WHAT YOU WILL DO: With both ends included, repeat exactly the lines of the entries below from the one containing "PR #1314, opened 2016-01-03" down to the one containing "chrisfilo: could you", and no others.

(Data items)
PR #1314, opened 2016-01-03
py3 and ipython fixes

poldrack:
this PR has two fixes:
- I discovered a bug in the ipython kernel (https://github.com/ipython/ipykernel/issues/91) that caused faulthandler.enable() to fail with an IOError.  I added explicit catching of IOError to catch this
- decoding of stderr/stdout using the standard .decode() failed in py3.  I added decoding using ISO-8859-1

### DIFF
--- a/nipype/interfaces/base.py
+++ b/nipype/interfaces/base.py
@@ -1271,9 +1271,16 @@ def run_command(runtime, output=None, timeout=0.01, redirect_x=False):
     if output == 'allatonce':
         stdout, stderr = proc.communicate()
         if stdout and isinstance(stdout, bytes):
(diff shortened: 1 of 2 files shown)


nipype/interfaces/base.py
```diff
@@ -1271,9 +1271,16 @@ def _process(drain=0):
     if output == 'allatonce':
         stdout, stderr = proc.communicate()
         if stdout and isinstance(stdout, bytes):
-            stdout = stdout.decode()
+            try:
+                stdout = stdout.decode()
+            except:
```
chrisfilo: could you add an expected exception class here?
==
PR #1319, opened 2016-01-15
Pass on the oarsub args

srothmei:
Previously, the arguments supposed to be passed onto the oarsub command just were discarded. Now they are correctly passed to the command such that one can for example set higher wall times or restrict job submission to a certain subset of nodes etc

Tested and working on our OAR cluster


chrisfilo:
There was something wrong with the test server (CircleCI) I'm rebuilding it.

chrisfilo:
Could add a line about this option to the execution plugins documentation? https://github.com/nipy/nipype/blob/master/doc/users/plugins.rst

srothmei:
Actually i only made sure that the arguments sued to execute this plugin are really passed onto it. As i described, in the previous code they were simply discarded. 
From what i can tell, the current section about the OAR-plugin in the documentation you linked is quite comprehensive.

PROBLEM SOLUTION:
PR #1314, opened 2016-01-03
py3 and ipython fixes

poldrack:
this PR has two fixes:
- I discovered a bug in the ipython kernel (https://github.com/ipython/ipykernel/issues/91) that caused faulthandler.enable() to fail with an IOError.  I added explicit catching of IOError to catch this
- decoding of stderr/stdout using the standard .decode() failed in py3.  I added decoding using ISO-8859-1

### DIFF
--- a/nipype/interfaces/base.py
+++ b/nipype/interfaces/base.py
@@ -1271,9 +1271,16 @@ def run_command(runtime, output=None, timeout=0.01, redirect_x=False):
     if output == 'allatonce':
         stdout, stderr = proc.communicate()
         if stdout and isinstance(stdout, bytes):
(diff shortened: 1 of 2 files shown)


nipype/interfaces/base.py
```diff
@@ -1271,9 +1271,16 @@ def _process(drain=0):
     if output == 'allatonce':
         stdout, stderr = proc.communicate()
         if stdout and isinstance(stdout, bytes):
-            stdout = stdout.decode()
+            try:
+                stdout = stdout.decode()
+            except:
```
chrisfilo: could you add an expected exception class here?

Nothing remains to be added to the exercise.